(Dataset records)
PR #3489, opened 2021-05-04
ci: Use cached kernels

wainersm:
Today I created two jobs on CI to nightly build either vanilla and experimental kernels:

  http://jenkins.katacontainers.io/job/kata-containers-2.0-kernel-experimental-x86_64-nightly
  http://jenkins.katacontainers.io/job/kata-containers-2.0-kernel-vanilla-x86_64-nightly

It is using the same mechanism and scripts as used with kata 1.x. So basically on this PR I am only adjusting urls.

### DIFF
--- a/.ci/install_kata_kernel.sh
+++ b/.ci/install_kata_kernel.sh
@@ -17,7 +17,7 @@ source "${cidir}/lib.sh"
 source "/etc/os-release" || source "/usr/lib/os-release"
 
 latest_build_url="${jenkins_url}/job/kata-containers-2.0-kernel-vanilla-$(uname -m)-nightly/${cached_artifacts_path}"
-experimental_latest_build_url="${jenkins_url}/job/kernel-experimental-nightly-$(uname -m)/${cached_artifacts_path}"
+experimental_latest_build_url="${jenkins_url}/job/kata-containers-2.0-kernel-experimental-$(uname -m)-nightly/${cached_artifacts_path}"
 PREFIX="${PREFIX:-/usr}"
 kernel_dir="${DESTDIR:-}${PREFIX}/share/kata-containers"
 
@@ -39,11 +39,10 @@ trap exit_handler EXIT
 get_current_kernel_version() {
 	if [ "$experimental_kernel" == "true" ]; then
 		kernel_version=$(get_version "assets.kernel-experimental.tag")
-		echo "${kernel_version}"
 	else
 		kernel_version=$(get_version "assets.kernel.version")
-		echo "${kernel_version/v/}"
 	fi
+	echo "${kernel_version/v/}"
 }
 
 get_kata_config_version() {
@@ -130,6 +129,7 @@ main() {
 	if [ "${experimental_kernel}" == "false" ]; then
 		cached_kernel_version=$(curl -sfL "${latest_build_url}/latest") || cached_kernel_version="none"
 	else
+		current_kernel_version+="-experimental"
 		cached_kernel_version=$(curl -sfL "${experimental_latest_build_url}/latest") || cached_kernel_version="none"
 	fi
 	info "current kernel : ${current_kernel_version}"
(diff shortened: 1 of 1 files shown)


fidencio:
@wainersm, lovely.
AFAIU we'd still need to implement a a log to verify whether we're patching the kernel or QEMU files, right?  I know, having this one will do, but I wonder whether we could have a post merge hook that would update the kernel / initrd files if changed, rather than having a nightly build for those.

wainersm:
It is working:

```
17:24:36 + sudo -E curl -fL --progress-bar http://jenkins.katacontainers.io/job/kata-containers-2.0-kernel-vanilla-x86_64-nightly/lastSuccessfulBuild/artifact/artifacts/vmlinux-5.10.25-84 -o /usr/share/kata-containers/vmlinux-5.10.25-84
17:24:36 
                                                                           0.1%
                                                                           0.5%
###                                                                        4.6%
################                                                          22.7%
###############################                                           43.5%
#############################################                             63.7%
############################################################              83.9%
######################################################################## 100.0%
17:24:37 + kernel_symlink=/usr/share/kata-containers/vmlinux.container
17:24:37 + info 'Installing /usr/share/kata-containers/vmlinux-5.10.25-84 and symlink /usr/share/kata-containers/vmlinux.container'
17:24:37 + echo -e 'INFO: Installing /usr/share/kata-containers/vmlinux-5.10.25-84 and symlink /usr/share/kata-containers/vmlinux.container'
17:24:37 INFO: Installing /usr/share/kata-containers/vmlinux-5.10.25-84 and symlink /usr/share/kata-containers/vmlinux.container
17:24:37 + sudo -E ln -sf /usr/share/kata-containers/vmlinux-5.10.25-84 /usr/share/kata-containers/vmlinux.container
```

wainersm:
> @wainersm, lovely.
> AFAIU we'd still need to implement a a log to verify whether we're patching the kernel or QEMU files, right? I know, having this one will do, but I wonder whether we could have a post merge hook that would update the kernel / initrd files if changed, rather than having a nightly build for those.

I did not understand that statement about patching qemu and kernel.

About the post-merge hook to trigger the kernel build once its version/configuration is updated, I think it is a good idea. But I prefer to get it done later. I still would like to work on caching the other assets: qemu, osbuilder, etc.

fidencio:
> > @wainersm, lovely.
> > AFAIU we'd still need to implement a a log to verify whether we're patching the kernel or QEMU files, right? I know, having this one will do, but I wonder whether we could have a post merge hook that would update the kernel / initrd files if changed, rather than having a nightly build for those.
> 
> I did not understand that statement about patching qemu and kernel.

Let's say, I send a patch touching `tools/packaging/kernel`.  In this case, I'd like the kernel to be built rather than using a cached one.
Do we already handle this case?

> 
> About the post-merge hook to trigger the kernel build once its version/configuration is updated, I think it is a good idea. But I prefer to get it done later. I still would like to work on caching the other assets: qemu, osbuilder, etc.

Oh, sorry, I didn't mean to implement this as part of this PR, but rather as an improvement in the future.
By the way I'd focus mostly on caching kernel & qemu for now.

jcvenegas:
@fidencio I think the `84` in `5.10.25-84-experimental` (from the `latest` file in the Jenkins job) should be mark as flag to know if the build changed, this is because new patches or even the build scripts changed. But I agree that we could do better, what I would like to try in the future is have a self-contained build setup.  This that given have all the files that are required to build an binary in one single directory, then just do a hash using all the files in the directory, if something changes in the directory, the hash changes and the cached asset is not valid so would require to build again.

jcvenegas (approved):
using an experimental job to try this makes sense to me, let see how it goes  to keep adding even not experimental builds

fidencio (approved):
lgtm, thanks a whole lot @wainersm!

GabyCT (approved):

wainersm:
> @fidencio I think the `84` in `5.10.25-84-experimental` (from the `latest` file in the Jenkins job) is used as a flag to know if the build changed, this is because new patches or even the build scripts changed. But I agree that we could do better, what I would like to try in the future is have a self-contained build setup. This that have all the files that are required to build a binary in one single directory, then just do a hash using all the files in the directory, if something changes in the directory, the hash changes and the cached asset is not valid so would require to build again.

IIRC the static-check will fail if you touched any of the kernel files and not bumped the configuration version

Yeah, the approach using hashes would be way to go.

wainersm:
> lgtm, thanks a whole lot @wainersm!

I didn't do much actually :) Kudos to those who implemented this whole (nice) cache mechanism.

» TASK GOAL
Give back each entry exactly as it was written.

» ANSWER FOR THIS EXERCISE
PR #3489, opened 2021-05-04
ci: Use cached kernels

wainersm:
Today I created two jobs on CI to nightly build either vanilla and experimental kernels:

  http://jenkins.katacontainers.io/job/kata-containers-2.0-kernel-experimental-x86_64-nightly
  http://jenkins.katacontainers.io/job/kata-containers-2.0-kernel-vanilla-x86_64-nightly

It is using the same mechanism and scripts as used with kata 1.x. So basically on this PR I am only adjusting urls.

### DIFF
--- a/.ci/install_kata_kernel.sh
+++ b/.ci/install_kata_kernel.sh
@@ -17,7 +17,7 @@ source "${cidir}/lib.sh"
 source "/etc/os-release" || source "/usr/lib/os-release"
 
 latest_build_url="${jenkins_url}/job/kata-containers-2.0-kernel-vanilla-$(uname -m)-nightly/${cached_artifacts_path}"
-experimental_latest_build_url="${jenkins_url}/job/kernel-experimental-nightly-$(uname -m)/${cached_artifacts_path}"
+experimental_latest_build_url="${jenkins_url}/job/kata-containers-2.0-kernel-experimental-$(uname -m)-nightly/${cached_artifacts_path}"
 PREFIX="${PREFIX:-/usr}"
 kernel_dir="${DESTDIR:-}${PREFIX}/share/kata-containers"
 
@@ -39,11 +39,10 @@ trap exit_handler EXIT
 get_current_kernel_version() {
 	if [ "$experimental_kernel" == "true" ]; then
 		kernel_version=$(get_version "assets.kernel-experimental.tag")
-		echo "${kernel_version}"
 	else
 		kernel_version=$(get_version "assets.kernel.version")
-		echo "${kernel_version/v/}"
 	fi
+	echo "${kernel_version/v/}"
 }
 
 get_kata_config_version() {
@@ -130,6 +129,7 @@ main() {
 	if [ "${experimental_kernel}" == "false" ]; then
 		cached_kernel_version=$(curl -sfL "${latest_build_url}/latest") || cached_kernel_version="none"
 	else
+		current_kernel_version+="-experimental"
 		cached_kernel_version=$(curl -sfL "${experimental_latest_build_url}/latest") || cached_kernel_version="none"
 	fi
 	info "current kernel : ${current_kernel_version}"
(diff shortened: 1 of 1 files shown)


fidencio:
@wainersm, lovely.
AFAIU we'd still need to implement a a log to verify whether we're patching the kernel or QEMU files, right?  I know, having this one will do, but I wonder whether we could have a post merge hook that would update the kernel / initrd files if changed, rather than having a nightly build for those.

wainersm:
It is working:

```
17:24:36 + sudo -E curl -fL --progress-bar http://jenkins.katacontainers.io/job/kata-containers-2.0-kernel-vanilla-x86_64-nightly/lastSuccessfulBuild/artifact/artifacts/vmlinux-5.10.25-84 -o /usr/share/kata-containers/vmlinux-5.10.25-84
17:24:36 
                                                                           0.1%
                                                                           0.5%
###                                                                        4.6%
################                                                          22.7%
###############################                                           43.5%
#############################################                             63.7%
############################################################              83.9%
######################################################################## 100.0%
17:24:37 + kernel_symlink=/usr/share/kata-containers/vmlinux.container
17:24:37 + info 'Installing /usr/share/kata-containers/vmlinux-5.10.25-84 and symlink /usr/share/kata-containers/vmlinux.container'
17:24:37 + echo -e 'INFO: Installing /usr/share/kata-containers/vmlinux-5.10.25-84 and symlink /usr/share/kata-containers/vmlinux.container'
17:24:37 INFO: Installing /usr/share/kata-containers/vmlinux-5.10.25-84 and symlink /usr/share/kata-containers/vmlinux.container
17:24:37 + sudo -E ln -sf /usr/share/kata-containers/vmlinux-5.10.25-84 /usr/share/kata-containers/vmlinux.container
```

wainersm:
> @wainersm, lovely.
> AFAIU we'd still need to implement a a log to verify whether we're patching the kernel or QEMU files, right? I know, having this one will do, but I wonder whether we could have a post merge hook that would update the kernel / initrd files if changed, rather than having a nightly build for those.

I did not understand that statement about patching qemu and kernel.

About the post-merge hook to trigger the kernel build once its version/configuration is updated, I think it is a good idea. But I prefer to get it done later. I still would like to work on caching the other assets: qemu, osbuilder, etc.

fidencio:
> > @wainersm, lovely.
> > AFAIU we'd still need to implement a a log to verify whether we're patching the kernel or QEMU files, right? I know, having this one will do, but I wonder whether we could have a post merge hook that would update the kernel / initrd files if changed, rather than having a nightly build for those.
> 
> I did not understand that statement about patching qemu and kernel.

Let's say, I send a patch touching `tools/packaging/kernel`.  In this case, I'd like the kernel to be built rather than using a cached one.
Do we already handle this case?

> 
> About the post-merge hook to trigger the kernel build once its version/configuration is updated, I think it is a good idea. But I prefer to get it done later. I still would like to work on caching the other assets: qemu, osbuilder, etc.

Oh, sorry, I didn't mean to implement this as part of this PR, but rather as an improvement in the future.
By the way I'd focus mostly on caching kernel & qemu for now.

jcvenegas:
@fidencio I think the `84` in `5.10.25-84-experimental` (from the `latest` file in the Jenkins job) should be mark as flag to know if the build changed, this is because new patches or even the build scripts changed. But I agree that we could do better, what I would like to try in the future is have a self-contained build setup.  This that given have all the files that are required to build an binary in one single directory, then just do a hash using all the files in the directory, if something changes in the directory, the hash changes and the cached asset is not valid so would require to build again.

jcvenegas (approved):
using an experimental job to try this makes sense to me, let see how it goes  to keep adding even not experimental builds

fidencio (approved):
lgtm, thanks a whole lot @wainersm!

GabyCT (approved):

wainersm:
> @fidencio I think the `84` in `5.10.25-84-experimental` (from the `latest` file in the Jenkins job) is used as a flag to know if the build changed, this is because new patches or even the build scripts changed. But I agree that we could do better, what I would like to try in the future is have a self-contained build setup. This that have all the files that are required to build a binary in one single directory, then just do a hash using all the files in the directory, if something changes in the directory, the hash changes and the cached asset is not valid so would require to build again.

IIRC the static-check will fail if you touched any of the kernel files and not bumped the configuration version

Yeah, the approach using hashes would be way to go.

wainersm:
> lgtm, thanks a whole lot @wainersm!

I didn't do much actually :) Kudos to those who implemented this whole (nice) cache mechanism.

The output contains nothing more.